Segment Start: Data listing

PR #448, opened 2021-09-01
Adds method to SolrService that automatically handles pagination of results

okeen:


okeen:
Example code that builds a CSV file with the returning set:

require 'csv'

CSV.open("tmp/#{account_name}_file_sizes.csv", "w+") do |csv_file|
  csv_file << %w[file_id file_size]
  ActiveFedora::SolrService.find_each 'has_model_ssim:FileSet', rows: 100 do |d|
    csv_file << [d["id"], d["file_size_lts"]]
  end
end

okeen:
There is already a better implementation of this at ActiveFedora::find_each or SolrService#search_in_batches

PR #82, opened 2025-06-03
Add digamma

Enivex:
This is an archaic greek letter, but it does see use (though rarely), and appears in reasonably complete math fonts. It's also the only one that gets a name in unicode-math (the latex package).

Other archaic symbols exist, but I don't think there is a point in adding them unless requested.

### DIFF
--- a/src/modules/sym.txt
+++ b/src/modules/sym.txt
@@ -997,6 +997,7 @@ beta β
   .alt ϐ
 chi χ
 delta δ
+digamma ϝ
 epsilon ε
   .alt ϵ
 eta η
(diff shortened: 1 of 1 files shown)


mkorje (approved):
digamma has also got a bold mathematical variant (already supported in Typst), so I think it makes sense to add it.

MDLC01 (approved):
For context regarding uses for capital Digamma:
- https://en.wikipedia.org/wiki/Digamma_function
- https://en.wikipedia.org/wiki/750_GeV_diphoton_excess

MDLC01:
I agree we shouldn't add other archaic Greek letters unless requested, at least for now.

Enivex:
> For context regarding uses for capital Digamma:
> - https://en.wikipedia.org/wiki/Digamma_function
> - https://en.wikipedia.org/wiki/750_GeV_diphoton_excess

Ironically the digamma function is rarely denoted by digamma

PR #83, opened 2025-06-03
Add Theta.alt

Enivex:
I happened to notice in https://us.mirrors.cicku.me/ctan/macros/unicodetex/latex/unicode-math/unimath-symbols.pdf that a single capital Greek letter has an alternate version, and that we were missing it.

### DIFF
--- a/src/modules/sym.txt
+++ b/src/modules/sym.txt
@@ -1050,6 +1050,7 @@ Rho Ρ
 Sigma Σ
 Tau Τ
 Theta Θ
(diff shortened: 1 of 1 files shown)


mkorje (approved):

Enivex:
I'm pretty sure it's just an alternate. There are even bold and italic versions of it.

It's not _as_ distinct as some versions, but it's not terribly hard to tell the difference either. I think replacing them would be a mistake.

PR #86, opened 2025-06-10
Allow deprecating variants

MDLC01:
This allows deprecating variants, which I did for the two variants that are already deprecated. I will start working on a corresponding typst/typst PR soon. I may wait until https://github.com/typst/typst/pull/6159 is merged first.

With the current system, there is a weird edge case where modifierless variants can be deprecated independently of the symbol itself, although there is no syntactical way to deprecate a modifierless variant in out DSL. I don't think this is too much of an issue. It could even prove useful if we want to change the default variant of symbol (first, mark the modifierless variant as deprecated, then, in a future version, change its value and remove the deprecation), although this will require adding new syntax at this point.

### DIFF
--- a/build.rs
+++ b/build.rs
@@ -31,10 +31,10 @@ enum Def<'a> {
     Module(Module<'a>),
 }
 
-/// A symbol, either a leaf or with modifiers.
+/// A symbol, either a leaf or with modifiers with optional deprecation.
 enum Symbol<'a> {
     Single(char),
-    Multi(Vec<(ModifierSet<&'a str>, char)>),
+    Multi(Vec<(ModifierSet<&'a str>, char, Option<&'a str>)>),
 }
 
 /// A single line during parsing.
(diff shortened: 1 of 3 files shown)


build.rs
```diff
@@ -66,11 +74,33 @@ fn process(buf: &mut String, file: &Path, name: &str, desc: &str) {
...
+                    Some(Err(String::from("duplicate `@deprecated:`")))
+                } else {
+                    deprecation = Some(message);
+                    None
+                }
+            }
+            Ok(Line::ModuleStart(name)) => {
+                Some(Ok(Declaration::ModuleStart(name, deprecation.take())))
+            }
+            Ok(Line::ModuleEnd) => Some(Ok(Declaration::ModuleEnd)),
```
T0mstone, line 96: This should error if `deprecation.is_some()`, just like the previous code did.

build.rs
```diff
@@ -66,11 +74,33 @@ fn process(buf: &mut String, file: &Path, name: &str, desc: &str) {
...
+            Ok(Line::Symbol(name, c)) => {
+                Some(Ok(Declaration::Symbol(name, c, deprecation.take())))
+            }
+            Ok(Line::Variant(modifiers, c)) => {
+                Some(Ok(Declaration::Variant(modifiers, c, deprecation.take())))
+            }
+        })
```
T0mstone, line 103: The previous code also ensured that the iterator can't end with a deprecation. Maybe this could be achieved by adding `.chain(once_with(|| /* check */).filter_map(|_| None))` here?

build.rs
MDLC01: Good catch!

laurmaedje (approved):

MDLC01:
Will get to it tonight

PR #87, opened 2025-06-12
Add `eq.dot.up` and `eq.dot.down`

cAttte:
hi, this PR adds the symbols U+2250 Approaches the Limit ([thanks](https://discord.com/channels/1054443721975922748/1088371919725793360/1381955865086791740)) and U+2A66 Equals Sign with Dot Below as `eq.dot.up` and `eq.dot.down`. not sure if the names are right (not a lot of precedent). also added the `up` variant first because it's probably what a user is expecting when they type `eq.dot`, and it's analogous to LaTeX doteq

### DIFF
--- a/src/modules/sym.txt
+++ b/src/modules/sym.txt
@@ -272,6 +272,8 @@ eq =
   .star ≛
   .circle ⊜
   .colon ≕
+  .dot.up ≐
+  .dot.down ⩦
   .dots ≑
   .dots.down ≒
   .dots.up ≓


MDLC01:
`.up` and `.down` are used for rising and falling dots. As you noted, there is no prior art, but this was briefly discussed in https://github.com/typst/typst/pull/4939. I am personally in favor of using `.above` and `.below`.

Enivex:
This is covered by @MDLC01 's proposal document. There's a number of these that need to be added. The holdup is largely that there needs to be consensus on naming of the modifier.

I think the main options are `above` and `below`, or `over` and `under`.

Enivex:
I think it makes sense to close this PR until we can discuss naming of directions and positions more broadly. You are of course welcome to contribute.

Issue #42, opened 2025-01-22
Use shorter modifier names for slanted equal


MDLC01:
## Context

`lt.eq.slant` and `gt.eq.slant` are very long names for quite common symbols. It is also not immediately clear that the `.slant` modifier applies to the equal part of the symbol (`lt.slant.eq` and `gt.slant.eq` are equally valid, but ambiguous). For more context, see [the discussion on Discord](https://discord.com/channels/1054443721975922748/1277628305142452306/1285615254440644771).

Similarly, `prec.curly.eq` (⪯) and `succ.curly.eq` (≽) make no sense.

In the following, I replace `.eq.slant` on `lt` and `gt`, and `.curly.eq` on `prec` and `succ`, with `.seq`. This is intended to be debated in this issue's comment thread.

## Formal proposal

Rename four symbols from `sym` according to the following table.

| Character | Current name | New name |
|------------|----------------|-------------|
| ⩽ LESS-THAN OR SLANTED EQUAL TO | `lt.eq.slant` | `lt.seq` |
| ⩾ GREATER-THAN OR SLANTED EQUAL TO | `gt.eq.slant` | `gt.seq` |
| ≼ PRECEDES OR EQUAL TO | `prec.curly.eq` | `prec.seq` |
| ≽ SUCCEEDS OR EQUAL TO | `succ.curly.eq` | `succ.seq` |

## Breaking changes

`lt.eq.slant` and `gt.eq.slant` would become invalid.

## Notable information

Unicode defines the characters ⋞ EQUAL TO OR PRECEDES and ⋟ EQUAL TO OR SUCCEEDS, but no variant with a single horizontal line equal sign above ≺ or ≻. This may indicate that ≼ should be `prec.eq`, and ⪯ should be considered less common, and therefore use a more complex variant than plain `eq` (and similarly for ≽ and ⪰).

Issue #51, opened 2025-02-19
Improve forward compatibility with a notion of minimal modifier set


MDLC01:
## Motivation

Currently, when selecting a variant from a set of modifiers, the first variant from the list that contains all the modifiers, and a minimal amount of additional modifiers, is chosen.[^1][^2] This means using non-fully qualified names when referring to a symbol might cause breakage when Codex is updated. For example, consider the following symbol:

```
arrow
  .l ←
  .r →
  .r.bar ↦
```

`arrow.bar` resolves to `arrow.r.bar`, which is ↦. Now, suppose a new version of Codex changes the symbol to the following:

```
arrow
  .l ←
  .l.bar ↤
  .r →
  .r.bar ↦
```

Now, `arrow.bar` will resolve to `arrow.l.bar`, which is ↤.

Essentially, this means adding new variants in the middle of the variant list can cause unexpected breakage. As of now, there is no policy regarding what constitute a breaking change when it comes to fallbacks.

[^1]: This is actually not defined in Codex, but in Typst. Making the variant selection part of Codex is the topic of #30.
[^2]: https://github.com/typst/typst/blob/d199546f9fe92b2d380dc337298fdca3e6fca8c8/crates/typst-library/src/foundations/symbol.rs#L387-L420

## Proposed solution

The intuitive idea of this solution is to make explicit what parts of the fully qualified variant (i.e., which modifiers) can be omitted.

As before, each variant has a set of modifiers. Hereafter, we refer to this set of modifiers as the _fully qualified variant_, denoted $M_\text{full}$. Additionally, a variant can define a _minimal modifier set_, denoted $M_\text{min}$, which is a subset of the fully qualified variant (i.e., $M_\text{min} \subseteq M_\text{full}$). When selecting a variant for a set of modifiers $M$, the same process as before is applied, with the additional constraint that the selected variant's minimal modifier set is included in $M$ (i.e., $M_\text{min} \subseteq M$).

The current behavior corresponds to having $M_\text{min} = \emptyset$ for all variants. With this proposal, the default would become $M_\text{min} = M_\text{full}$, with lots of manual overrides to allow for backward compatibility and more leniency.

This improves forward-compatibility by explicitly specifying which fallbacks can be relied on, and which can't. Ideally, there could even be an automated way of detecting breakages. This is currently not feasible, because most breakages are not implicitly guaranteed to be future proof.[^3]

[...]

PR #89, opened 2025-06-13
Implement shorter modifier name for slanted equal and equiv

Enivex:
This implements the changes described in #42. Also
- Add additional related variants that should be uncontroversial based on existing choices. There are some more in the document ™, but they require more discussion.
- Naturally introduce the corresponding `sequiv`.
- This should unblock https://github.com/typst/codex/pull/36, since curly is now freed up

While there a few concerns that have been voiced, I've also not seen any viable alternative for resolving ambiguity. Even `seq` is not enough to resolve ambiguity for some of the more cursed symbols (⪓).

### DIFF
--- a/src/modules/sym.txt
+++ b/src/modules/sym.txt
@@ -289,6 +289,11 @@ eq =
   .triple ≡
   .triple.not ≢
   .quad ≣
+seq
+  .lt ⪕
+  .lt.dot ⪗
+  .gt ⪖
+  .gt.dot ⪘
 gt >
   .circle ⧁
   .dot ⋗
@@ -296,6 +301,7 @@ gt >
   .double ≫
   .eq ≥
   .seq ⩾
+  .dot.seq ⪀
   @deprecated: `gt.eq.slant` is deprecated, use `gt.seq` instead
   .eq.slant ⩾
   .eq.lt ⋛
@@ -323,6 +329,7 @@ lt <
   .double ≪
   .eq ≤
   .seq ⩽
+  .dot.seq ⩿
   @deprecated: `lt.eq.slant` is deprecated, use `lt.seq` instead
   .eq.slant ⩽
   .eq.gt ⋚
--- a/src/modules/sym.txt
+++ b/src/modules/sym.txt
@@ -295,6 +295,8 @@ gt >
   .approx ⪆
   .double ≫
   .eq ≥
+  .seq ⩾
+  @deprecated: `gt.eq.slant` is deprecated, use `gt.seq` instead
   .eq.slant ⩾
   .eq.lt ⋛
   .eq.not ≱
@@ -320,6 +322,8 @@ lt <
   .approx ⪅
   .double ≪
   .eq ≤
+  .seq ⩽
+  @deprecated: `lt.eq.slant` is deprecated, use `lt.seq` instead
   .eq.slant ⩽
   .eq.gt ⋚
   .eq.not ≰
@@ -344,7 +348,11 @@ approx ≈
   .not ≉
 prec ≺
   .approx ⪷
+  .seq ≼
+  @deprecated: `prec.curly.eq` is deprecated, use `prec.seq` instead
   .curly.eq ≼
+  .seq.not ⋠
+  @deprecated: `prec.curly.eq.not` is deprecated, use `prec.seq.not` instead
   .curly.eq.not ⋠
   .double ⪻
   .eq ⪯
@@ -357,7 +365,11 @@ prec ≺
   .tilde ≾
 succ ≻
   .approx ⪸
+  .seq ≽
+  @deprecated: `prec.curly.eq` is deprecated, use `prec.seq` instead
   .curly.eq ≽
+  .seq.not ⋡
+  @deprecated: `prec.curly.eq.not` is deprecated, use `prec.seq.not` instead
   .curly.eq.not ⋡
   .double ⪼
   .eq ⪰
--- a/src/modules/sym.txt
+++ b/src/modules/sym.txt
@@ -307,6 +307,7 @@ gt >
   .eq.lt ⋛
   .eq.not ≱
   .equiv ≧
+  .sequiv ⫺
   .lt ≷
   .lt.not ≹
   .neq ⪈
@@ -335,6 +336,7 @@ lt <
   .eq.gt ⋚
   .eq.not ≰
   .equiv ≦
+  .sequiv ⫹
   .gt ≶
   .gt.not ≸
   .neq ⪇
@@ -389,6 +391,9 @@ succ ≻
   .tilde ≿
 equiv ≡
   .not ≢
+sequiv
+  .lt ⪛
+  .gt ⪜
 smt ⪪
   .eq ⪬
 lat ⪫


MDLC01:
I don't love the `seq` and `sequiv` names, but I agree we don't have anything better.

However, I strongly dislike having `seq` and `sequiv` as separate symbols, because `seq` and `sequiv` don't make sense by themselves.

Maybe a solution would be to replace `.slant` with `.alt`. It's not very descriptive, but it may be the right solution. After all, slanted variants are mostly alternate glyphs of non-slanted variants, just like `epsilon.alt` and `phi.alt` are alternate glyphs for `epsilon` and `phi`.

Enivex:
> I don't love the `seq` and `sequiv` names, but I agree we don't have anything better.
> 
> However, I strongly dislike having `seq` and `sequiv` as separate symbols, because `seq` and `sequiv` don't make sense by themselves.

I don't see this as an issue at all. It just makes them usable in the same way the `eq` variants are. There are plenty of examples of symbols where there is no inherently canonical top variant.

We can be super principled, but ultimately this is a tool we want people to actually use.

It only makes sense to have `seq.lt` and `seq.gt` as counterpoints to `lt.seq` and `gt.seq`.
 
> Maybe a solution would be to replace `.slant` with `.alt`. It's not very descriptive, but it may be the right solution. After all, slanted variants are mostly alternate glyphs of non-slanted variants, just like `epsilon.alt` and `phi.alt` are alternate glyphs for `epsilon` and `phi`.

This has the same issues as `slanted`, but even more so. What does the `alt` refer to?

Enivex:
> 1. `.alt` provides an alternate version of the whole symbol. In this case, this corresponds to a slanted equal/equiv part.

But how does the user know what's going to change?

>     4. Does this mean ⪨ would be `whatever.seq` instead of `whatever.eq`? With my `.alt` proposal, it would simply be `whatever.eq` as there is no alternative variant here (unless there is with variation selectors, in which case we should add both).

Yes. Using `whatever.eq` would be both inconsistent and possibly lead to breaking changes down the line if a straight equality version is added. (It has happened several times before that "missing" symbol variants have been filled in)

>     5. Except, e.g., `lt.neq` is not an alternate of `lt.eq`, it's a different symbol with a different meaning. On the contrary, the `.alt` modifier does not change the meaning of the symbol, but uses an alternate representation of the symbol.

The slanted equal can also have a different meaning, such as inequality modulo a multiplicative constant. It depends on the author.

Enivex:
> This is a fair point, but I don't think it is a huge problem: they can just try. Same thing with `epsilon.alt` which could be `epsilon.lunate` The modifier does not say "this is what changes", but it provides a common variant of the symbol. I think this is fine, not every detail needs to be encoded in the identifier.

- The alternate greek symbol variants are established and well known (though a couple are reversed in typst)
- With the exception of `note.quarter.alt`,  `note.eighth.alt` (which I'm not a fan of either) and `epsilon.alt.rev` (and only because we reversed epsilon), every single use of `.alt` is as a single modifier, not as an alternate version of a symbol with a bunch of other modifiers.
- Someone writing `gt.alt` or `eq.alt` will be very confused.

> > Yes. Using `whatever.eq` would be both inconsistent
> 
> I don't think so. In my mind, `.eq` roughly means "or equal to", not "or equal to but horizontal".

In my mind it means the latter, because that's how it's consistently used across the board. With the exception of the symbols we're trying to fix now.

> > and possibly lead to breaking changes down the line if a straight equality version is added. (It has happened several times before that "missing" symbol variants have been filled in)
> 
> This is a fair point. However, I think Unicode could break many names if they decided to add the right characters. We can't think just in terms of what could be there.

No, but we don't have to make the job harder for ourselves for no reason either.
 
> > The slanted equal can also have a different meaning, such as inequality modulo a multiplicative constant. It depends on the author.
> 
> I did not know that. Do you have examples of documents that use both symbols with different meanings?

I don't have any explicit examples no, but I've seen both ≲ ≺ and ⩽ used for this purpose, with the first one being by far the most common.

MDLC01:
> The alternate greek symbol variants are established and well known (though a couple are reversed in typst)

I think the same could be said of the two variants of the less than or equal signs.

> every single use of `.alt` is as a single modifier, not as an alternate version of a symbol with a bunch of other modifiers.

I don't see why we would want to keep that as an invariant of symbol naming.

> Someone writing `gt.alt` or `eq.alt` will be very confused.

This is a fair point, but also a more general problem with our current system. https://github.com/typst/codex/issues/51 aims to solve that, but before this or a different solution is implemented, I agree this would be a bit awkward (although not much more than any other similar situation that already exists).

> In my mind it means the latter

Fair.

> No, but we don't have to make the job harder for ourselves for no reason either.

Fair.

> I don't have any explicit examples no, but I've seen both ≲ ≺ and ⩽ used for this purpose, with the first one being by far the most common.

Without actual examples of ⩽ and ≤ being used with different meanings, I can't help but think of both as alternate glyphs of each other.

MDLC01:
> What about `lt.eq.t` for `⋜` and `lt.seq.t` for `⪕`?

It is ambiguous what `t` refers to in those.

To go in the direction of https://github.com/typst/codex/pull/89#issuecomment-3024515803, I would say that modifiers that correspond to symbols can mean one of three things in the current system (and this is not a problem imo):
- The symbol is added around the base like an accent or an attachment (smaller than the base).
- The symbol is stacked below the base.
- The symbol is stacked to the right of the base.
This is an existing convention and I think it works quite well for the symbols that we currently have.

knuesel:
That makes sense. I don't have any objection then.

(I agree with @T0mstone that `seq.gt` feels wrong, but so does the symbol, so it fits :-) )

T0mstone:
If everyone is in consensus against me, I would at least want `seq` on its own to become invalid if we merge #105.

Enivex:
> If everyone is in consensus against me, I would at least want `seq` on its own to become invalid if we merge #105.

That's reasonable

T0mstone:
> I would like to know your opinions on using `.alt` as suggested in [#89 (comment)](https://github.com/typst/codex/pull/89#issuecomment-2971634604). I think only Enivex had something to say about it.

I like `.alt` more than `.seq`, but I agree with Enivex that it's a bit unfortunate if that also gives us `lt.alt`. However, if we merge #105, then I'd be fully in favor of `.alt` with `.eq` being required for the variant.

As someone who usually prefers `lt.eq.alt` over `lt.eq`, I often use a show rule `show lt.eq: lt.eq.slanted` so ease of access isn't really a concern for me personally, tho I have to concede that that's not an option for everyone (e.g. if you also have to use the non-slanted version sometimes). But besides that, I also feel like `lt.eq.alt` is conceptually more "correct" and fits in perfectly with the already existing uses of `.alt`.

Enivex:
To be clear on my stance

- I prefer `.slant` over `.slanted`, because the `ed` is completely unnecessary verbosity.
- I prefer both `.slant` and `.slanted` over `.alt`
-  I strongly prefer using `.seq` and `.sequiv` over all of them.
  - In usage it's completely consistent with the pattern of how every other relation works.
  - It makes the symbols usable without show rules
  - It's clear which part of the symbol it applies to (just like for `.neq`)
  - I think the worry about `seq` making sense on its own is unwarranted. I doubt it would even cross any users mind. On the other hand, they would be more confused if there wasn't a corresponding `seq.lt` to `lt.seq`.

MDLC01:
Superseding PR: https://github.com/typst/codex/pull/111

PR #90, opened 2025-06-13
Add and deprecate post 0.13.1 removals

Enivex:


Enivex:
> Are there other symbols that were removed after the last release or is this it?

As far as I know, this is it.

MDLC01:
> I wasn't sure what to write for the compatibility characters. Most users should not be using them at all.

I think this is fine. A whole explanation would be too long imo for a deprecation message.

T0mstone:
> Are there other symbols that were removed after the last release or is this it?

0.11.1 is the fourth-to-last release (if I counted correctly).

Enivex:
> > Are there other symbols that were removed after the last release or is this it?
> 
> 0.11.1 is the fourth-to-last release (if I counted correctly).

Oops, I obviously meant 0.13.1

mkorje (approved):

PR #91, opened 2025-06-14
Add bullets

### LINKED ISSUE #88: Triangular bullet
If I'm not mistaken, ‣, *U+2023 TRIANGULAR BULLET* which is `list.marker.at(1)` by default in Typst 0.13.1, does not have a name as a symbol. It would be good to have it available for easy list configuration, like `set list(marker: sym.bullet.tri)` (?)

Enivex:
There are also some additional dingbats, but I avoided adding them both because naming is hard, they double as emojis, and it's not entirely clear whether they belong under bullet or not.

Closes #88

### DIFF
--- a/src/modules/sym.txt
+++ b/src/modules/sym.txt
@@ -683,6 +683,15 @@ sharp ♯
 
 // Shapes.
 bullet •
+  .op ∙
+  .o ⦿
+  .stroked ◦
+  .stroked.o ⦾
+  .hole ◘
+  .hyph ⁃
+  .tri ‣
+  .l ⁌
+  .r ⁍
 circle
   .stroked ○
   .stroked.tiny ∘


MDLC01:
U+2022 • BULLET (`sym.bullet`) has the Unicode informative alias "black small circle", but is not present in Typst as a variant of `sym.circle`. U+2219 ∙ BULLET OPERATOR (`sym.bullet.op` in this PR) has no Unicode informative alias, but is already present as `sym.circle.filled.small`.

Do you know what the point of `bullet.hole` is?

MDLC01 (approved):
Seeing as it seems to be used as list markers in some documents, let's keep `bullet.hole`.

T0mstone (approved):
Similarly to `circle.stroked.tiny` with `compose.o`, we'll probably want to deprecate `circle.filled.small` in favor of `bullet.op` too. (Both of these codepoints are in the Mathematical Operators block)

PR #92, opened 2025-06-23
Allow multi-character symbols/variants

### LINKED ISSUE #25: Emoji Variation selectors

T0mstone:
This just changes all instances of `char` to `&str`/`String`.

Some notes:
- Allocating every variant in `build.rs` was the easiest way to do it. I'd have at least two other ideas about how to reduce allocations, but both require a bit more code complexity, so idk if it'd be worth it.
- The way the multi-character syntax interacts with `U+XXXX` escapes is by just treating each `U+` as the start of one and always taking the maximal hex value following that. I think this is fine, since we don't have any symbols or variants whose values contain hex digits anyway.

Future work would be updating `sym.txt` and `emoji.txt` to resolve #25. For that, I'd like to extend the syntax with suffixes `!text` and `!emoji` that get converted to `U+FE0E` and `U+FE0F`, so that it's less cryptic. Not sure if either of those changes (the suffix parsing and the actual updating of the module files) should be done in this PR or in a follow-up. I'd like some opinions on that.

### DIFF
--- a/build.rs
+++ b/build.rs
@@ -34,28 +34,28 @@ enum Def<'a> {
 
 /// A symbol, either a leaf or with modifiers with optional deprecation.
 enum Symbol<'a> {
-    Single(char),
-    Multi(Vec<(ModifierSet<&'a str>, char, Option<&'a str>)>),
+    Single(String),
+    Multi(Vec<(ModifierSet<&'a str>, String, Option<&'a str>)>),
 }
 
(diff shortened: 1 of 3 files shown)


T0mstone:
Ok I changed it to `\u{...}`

Segment End: Data listing

Work instruction - Every line in the listing that holds the string "denoted" should be copied out.

Task output -
Ironically the digamma function is rarely denoted by digamma
As before, each variant has a set of modifiers. Hereafter, we refer to this set of modifiers as the _fully qualified variant_, denoted $M_\text{full}$. Additionally, a variant can define a _minimal modifier set_, denoted $M_\text{min}$, which is a subset of the fully qualified variant (i.e., $M_\text{min} \subseteq M_\text{full}$). When selecting a variant for a set of modifiers $M$, the same process as before is applied, with the additional constraint that the selected variant's minimal modifier set is included in $M$ (i.e., $M_\text{min} \subseteq M$).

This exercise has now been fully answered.